Databases are tools.
While I share your skepticism of “hype” and think VCs have rushed into raising enormous rounds for vector DB startups at insane valuations without truly understanding the specialized nature of the product and segment, I think your post here might do the opposite: discount the very utility of such a specialized tool.
Can you fasten/remove a Torx bolt by jamming just the right size Phillips drivers onto it and will it work in a jam, for a single little project, or a few times? SURE. Will it come and bite you later if you try to confuse it for a Torx driver? Yes. Without a doubt. Is it the right tool for the job for a professional, at scale, wanting to give their customer the best work? No. Objectively: no.

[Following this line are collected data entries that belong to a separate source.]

PR #15813, opened 2026-04-23
Expert Hub landing page with interactive bubble visualization

mmmavis:
## What changed visually

- Each featured expert is a circular bubble sized by their tier, arranged across the page
- **Desktop** — hover shows a tooltip with name and blurb; bubbles sharing a topic are connected by orange lines, others dim; click navigates to their profile
- **Touch/mobile** — tap slides up a card with photo, blurb, name, and a link to their profile
- Decorative parallax arrows animate on either side of the hero as the user scrolls
- A "Want to collab?" CTA sits below the viz

## Summary

Replaces the static expert grid with a D3-force bubble visualisation and rewrites the page template, models, and assets.

- **`ExpertProfilePage`** — adds a `blurb` field (max 115 chars) surfaced in the tooltip and profile card, registered as translatable
- **`ExpertHubPage`** — caps `description` at 120 chars, enforces a 25-char title limit via a custom admin form and `clean()` backstop, removes topic-sorting from `get_context()` since ordering is now handled by the viz
- **Template** — old placeholder card grid replaced with a hero split into copy and viz container, bubble list, lightbox dialog, and CTA section with page-scoped CSS and JS loaded via dedicated blocks
- **`viz.js`** — D3-force simulation with four breakpoint configs covering desktop hover and click and touch tap interactions
- **`lightbox.js`** — profile card overlay with cross-browser scroll lock (`overflow:hidden` on `<html>` + non-passive `touchmove` preventDefault for iOS) and dialog hoisted to `<body>` so `position:fixed` always resolves to the viewport
- **`viz-configs.js`** — per-breakpoint layout tables covering tier radii, position percentages, and aspect ratios
- **Build** — `d3-force`, `d3-selection`, `d3-timer` added with `expert_hub_page` registered as a bundled esbuild and CSS entry

## Test plan

- [ ] Desktop: hover a bubble → tooltip, topic lines, dimmed peers appear; move away → all clear
- [ ] Desktop: click a bubble → navigates to profile page
- [ ] Mobile/touch: tap a bubble → profile card opens at current scroll position without flicker
- [ ] Mobile/touch: close card → page returns to the same scroll position
- [ ] Mobile/touch: scroll past first viewport, tap → card appears at current viewport (not top of page)
- [ ] Keyboard: Tab trapped inside card while open, Escape closes, focus returns to bubble
- [ ] Resize → viz re-initializes cleanly across all breakpoints

---

Link to sample test page: [landing page](https://foundation-s-tp1-3742-e-1ifvez.mofostaging.net/en/mozilla-expert-hub/) / [CMS edit](https://foundation-s-tp1-3742-e-1ifvez.mofostaging.netcms/pages/4/edit/)
Related PRs/issues: [Jira TP1-3742](https://mozilla-hub.atlassian.net/browse/TP1-3742)


foundation_cms/static/js/components/expert_hub_page/lightbox.js
```diff
@@ -0,0 +1,193 @@
...
+  const linkEl = cardEl.querySelector(SELECTORS.link);
+
+  if (!inner || !imageEl || !blurbEl || !nameEl || !linkEl) {
+    return null;
+  }
+
+  // Move the dialog to be a direct child of <body> so that position:fixed
+  // always resolves to the viewport, regardless of any transforms or
+  // will-change on ancestor elements inside the page content.
+  if (cardEl.parentElement !== document.body) {
```
mmmavis, line 49: Hoisted to `<body>` so `position:fixed; inset:0` always resolves to the viewport. Any ancestor with `transform` or `will-change` would otherwise hijack the containing block and pin the overlay to the top of the page.

foundation_cms/static/js/components/expert_hub_page/lightbox.js
```diff
@@ -0,0 +1,193 @@
...
+
+    cardEl.removeAttribute("hidden");
+
+    // Scroll lock: overflow:hidden stops desktop browsers; touchmove
+    // preventDefault is the only mechanism that reliably stops iOS Safari.
+    savedScrollY = window.scrollY;
+    document.documentElement.style.overflow = "hidden";
+    document.addEventListener("touchmove", preventTouchScroll, {
+      passive: false,
+    });
```
mmmavis: `overflow:hidden` alone is silently ignored by iOS Safari. The `touchmove` listener is the only mechanism that reliably prevents background scroll on iOS. Both are needed: `overflow:hidden` for desktop and `touchmove` for iOS.

foundation_cms/static/js/components/expert_hub_page/lightbox.js
```diff
@@ -0,0 +1,193 @@
...
+
+    // Defer focus to the next frame so the overlay is fully painted before
+    // iOS calculates the focused element's position (avoids scroll-to-top).
+    requestAnimationFrame(() => {
+      if (!cardEl.hasAttribute("hidden"))
+        closeBtn?.focus({ preventScroll: true });
+    });
```
mmmavis, line 164: Without the rAF delay, iOS measures the focused element's position before the overlay is painted and scrolls the page to reach it, snapping the background to the top of the document.

foundation_cms/static/js/components/expert_hub_page/viz.js
```diff
@@ -0,0 +1,482 @@
+import { forceSimulation, forceCollide, forceX, forceY } from "d3-force";
```
mmmavis, line 1: Heads up: some of the math in here (phyllotaxis spiral, force sim tuning, tooltip tail clamping) was co-authored by my AI pair programmer. It works, I promise. 😄

foundation_cms/static/js/components/expert_hub_page/viz.js
```diff
@@ -0,0 +1,482 @@
...
+    .force(
+      "collide",
+      forceCollide((d) => d.r + COLLIDE_PADDING)
+        .strength(COLLIDE_STRENGTH)
+        .iterations(COLLIDE_ITERATIONS),
+    )
+    .force("x", forceX((_, i) => nodes[i].cx).strength(ANCHOR_STRENGTH))
+    .force("y", forceY((_, i) => nodes[i].cy).strength(ANCHOR_STRENGTH))
+    .stop()
+    .tick(SIM_TICKS);
```
mmmavis, line 230: The sim runs headless via `.stop().tick()` rather than animating. We only need the final resolved positions. Running it as a live animation would cause bubbles to visibly bounce around on every page load, which was removed as it looked unpolished.

foundation_cms/static/js/components/expert_hub_page/viz.js
```diff
@@ -0,0 +1,482 @@
...
+    nodes.forEach((node) => {
+      node.el.classList.remove(CLASS_NAMES.overlayActive);
+      node.el.style.removeProperty("--overlay-color");
+    });
+  }
+
+  // ─── Events ────────────────────────────────────────────────────────────────
+
+  const ac = new AbortController();
+  const { signal } = ac;
```
mmmavis, line 348: All listeners are registered with `{ signal }` so `ac.abort()` in the teardown function removes them all at once without having to track individual handler references. This keeps the resize re-init cycle clean.

nancyt1:
@mmmavis 
1. Add 3rem to top margin 
image

2. Can we make the first bubble a bit bigger, like 10% bigger? around 245px?
3. The shape of the bubbles is an actual shape from Pentagram, could we swap to that svg as the frame rather than a regular squircle? 
4. Something is happening on mobile where the bubble doesn't anchor to the bottom if you click an expert that is near the bottom. And you can't click out of it when it's like that.
IMG_B256F58EC71C-1
5. Also just noticed on mobile, the topic tags are yellow instead of orange. Are we also able to click on the topic tag to take us to the filtered view of the index page? If that complicates the whole interaction, I might be ok to not do that.

mmmavis:
> The shape of the bubbles is an actual shape from Pentagram, could we swap to that svg as the frame rather than a regular squircle?

@nancyt1 could you link me to the shape file please?

ramram-mf:
Hey @mmmavis this is looking awesome. Here are some comments from my review:

1. I ran into a small ux hiccup while doing some crash testing: It looks like the scaling of the bubble+label could trigger the mouse in & out routines by mere geometry. This is because the margin below the label is not considered a "hover" are for the scale effect, so when this resizes it can go into a in & out loop effectively.

image

expert-hub-buble-loop

I think we can probably include the label margin into the hoverable area

2. On mobile, the scroll is not working if I drag from the viz element since it only scrolls the expert viz instead of the page's body. This only happens the first time I scroll, subsequent in-viz drag to scroll behavior works fine. This applies both to down and up scrolling, so the first time I try to scroll down, fails, and the first time I try to scroll back up, fails. 

https://github.com/user-attachments/assets/81de370f-92ee-4391-a41b-4c011240e4c9

3. When I click the expert bubble the expert profile page is giving me 500s.

I only tested keyboard for tab focusing on desktop, worked alright.

ramram-mf (approved):
This is looking great @mmmavis . UX is on point too.

mmmavis:
New review app is up now! @nancyt1

nancyt1 (approved):
Looks so good, thanks Mavis!!

PR #15860, opened 2026-05-04
Gallery Hub: Project page frontend

ramram-mf:
# Description

Implements the new Gallery Hub Project Page frontend, including the hero gallery, project metadata, project link, media layout refinements, and the colored-background CTA pattern.

image

image

*Project page*

image

image

*Admin UI*

## What changed

1. Added a responsive hero gallery:
   - Desktop thumbnail selection.
   - Mobile swipe/peek behavior.
   - Optional captions for all hero images.

2. Updated Project Page content support:
   - Added project link.
   - Added gallery images with captions and alt text.
   - Removed the old CTA link field.

3. Refined Project Page body layouts:
   - Project Page media blocks now use the intended streamfield width.
   - Widescreen media can span full width.
   - Left-only colored two-column containers now behave like one-column CTA bands.

CMS for test page: https://foundation-s-tp1-3745-p-39w4b8.mofostaging.net/cms/pages/46/edit/
Link to sample test page: https://foundation-s-tp1-3745-p-39w4b8.mofostaging.net/en/gallery/gallery-project-20/
Related PRs/issues: [Jira ticket](https://mozilla-hub.atlassian.net/browse/TP1-3745)


frontend/redesign/esbuild.config.js
```diff
@@ -62,11 +67,6 @@ const sources = {
     jsx: false,
     bundle: true,
   },
-  expert_directory_page: {
```
ramram-mf, line 65: This was duplicated since last expert PR merging. Cleaning up.

beccaklam (changes requested):
Hi @ramram-mf ! Some change requests, but I also wanted to say it's looking great! Thank you for your work on this!

### Hero Image:
- [x] Videos need the pause button

### Mobile:
- [x] Can we increase the size of the hero frame? From what I could find, can we go from:

`flex: 0 0 calc(100% - 2.5rem)`
to
`flex: 0 0 calc(100% - 1rem)`
instead?

- [x] There is also a lag for the opacity to go from 50% to 100% when sliding on photos, can we decrease that lag significantly?

### CMS:
- [x] Can we move the **'Expert'** info to be directly after the **'Hero Gallery'** inputs (so before **'Program Label'**). I also wasn't able to test this because I don't think we have expert profiles available yet but please correct me if I'm wrong
- [x] I think we need to move the **'Caption' for the Hero Image** above **'Additional Hero Gallery Media'** and can we add a note that the caption is optional like how we do for the additional hero media items?

Image

ramram-mf:
> Hi @ramram-mf ! Some change requests, but I also wanted to say it's looking great! Thank you for your work on this!

Hey @beccaklam I think i got them all now. Please let me know if there is anything else we should look at.

beccaklam (changes requested):
@ramram-mf Some more requests (sorry!!):

- [x] The 50% opacity in our design system (not just here but also in the pagination PR Mavis is working on) is/was causing some weird transition effects. After a lengthy discussion, the designers agreed to streamline the design and remove the opacity (change the peek-a-boo from 0.5 back to 1) because it doesn't add functional value. (So sorry!)

- [x] Caption for hero image still feels separate in the CMS, can we group it so that it's just one unit like the additional media images:

So change from this:
Image
to this:
Image

- [x] I forgot to mention this here but can we also add infinite scroll back to the hero image carousel? I also forgot to add the carousel pagination (an oversight) but it should also be present here. I've added it to the [figma file](https://www.figma.com/design/tS7xFK32VZMiY8McfF5s14/Gallery-Feature?node-id=3000-6888&t=cCqtW2EmTTv4qXTw-4):

Image

beccaklam (changes requested):
Hi @ramram-mf everything looks good except for the mobile carousel pagination. There are four photos but only three dots. Once that's addressed we should be good to go!

beccaklam (approved):
Good to go! Thank you @ramram-mf ! 🚢

adalcima (approved):
thanks @ramram-mf , lgtm

frontend/redesign/esbuild.config.js
mmmavis: Thanks!

foundation_cms/templates/patterns/components/project_page/hero_carousel.html
```diff
@@ -0,0 +1,193 @@
...
+    {% endif %}
+
+    <div class="hero-carousel__header">
+
+        <h1>{{ page.title }}</h1>
+
+        <div class="project-meta">
+
+            {% if page.author %}
+                <div class="project-meta__author">{% trans "By" %} <a class="project-meta__author-link" href="{{ page.author.profile_url }}">{{ page.author.name }}</a></div>
```
mmmavis: `Author` only has `name`, `image`, `bio`, but no `profile_url`. We should remove the link wrapper so it doesn't renders a broken empty href.

foundation_cms/gallery_hub/models/project_page.py
```diff
@@ -56,35 +178,77 @@ class ProjectPage(AbstractArticlePage, HeroImageMixin):
...
+                        "data-condition": HeroMediaMixin.HERO_CONTENT_IMAGE,
+                    },
+                ),
+                FieldPanel(
+                    "hero_video_url",
+                    attrs={
+                        "data-media-target": "field",
+                        "data-condition": HeroMediaMixin.HERO_CONTENT_VIDEO,
+                    },
+                ),
```
mmmavis, line 205: `hero_video_url` has no URL validator unlike `video_url` above. I think we could benefit from adding `validators=[validate_vimeo_mp4_url]` to the field in `HeroMediaMixin`.

(can be a follow-up if this is out of scope for this PR)

foundation_cms/static/js/components/project_page/hero_carousel.js
```diff
@@ -0,0 +1,463 @@
...
+    this.viewport.addEventListener("pointermove", (event) =>
+      this.handlePointerMove(event),
+    );
+    this.viewport.addEventListener("pointerup", (event) =>
+      this.handlePointerUp(event),
+    );
+    this.viewport.addEventListener("pointercancel", (event) =>
+      this.handlePointerUp(event),
+    );
+    window.addEventListener("resize", () => this.handleResize());
```
mmmavis: This resize handler isn't debounced. The shared carousel.js exports `debounce()` and `RESIZE_DEBOUNCE_MS`, could we use those here?

foundation_cms/templates/patterns/components/project_page/hero_carousel.html
```diff
@@ -0,0 +1,193 @@
...
+                                height="{{ hero_img.height }}"
+                            >
+                        {% endif %}
+                    </div>
+                    {% if page.hero_image_caption %}
+                        <p class="image-block__title hero-carousel__caption">{{ page.hero_image_caption }}</p>
+                    {% endif %}
+                </figure>
+
+                {% for item in page.hero_gallery_media.all %}
```
mmmavis: `hero_gallery_media.all` is called 4 times in this template, which means 4 separate DB queries on every page load. Could we wrap it in `{% with media_items=page.hero_gallery_media.all %}` at the top and reuse `media_items` throughout?

foundation_cms/static/scss/pages/project_page.scss
```diff
@@ -0,0 +1,274 @@
...
+    }
+
+    &__link {
+      color: $black;
+
+      &::after {
+        display: inline-block;
+        content: "";
+        width: rem-calc(16px);
+        height: rem-calc(16px);
```
mmmavis:
```suggestion
        width: rem-calc(16);
        height: rem-calc(16);
```

foundation_cms/templates/patterns/components/streamfield.html
```diff
@@ -6,7 +6,7 @@
       <div class="grid-container">
         <div class="grid-x">
           {% if streamchild.block_type == 'custom_media' %}
-            <div class="cell medium-7 body-text-large">
+            <div class="cell {% if classnames %}{{ classnames }}{% else %}medium-7 body-text-large{% endif %}">
```
mmmavis, line 9: This change could break existing pages. Before this PR, `custom_media` blocks always used `medium-7 body-text-large` regardless of classnames. Now that classnames applies to `custom_media` too, pages like `podcast_page.html` (which passes `classnames="small-12 large-8"`) will get a different layout on their `custom_media` blocks unintentionally.

foundation_cms/templates/patterns/components/project_page/hero_carousel.html
```diff
@@ -0,0 +1,193 @@
...
+                    <div class="hero-carousel__frame">
+                        {% if page.displayed_hero_content == "video" and page.hero_video_url %}
+                            <video
+                                class="hero-carousel__image"
+                                data-project-hero-video
+                                playsinline
+                                muted
+                                loop
+                                preload
+                                autoplay
```
mmmavis: Is autoplaying videos intentional here?

mmmavis (commented):
Hi @ramram-mf ! The carousel implementation is thoughtfully put together and the hero gallery model is clean ✨ ! That said, there are a few things worth addressing before merging. See inline comments for details.

mmmavis (changes requested):

foundation_cms/templates/patterns/components/streamfield.html
ramram-mf: Thanks Mavis! I tested this against the pages that pass custom classnames into streamfield.html:

- Project page
- Nothing Personal article page
- Nothing Personal podcast page

The podcast page doesn’t allow custom_media, so there was no regression target there. The NP article page passes medium-7 body-text-large, which matches the previous custom_media wrapper exactly. The project page is the only place where the change intentionally affects custom_media, so it now aligns with the rest of the project page body content.

np-article-desktop

*NP Article layout with custom media block*

np-podcast-desktop

*NP Podcast layout, no custom media block to show in here*

project-page-classnames-desktop

*Project page layout with custom media block*

foundation_cms/templates/patterns/components/project_page/hero_carousel.html
ramram-mf: Yes

foundation_cms/gallery_hub/models/project_page.py
ramram-mf: Added the validation to the model.

foundation_cms/templates/patterns/components/project_page/hero_carousel.html
ramram-mf: I pivoted to only using the expert field since that is what the model uses semantically for this page type.

mmmavis (approved):
Thanks for addressing the issues. PR looks great now. @ramram-mf 🍻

Postgres is amazing. What a wonderful general purpose data store it is! It even has some incredible plug ins. But the very fact that its wire protocol has been used to reimplement the actual engine for things like time series, active-active, sharding, and horizontal scale tells us a very important fact: it is not the silver bullet you are making it out to be.
Your commentary is hardly objective nor based in “system engineering”: I am sure OpenAI uses Postgres. I am sure they use it for its strengths (like transactional data, HRIS applications, or the myriad other things any business does). If it underpins their actual technology as a primary vector store, I would guess that it is only with some very, very advanced, proprietary pg_* plugins, storage layers, etc that basically turn it into a CockroachDB style implementation of where it’s just the PG wire protocol talking to an enormously different storage engine (read: NOT at all Postgres).
I love me some PG just as much as the next guy, and think this “Vector DBs are the greatest thing since sliced bread and will solve all my problems and make everything else obsolete” is just as crazy as “Vector DBs are just a fad, meh, Postgres FTW”.
If you can actually substantiate that OpenAI is using vanilla-ish (or close to it) PG (and its actual storage, query, etc engine) for actual OpenAI vector or embedding use, I encourage you to substantiate your claim, but I suspect that’s not possible because 1) that information is largely proprietary 2) we know that PG as a datastore is not built for that at even a fraction of a percent of OpenAI’s scale. I am sure vanilla-ish PG exists in their ERP, CRM, etc systems abound, but that’s a specious argument to confuse that with the actual service delivery stack to try and discredit Vector DBs.
EDIT: Also, let’s not confuse pg_openai and attendant end user functions/stored procedures/UDFs with what it takes to run OpenAI’s service delivery fabric.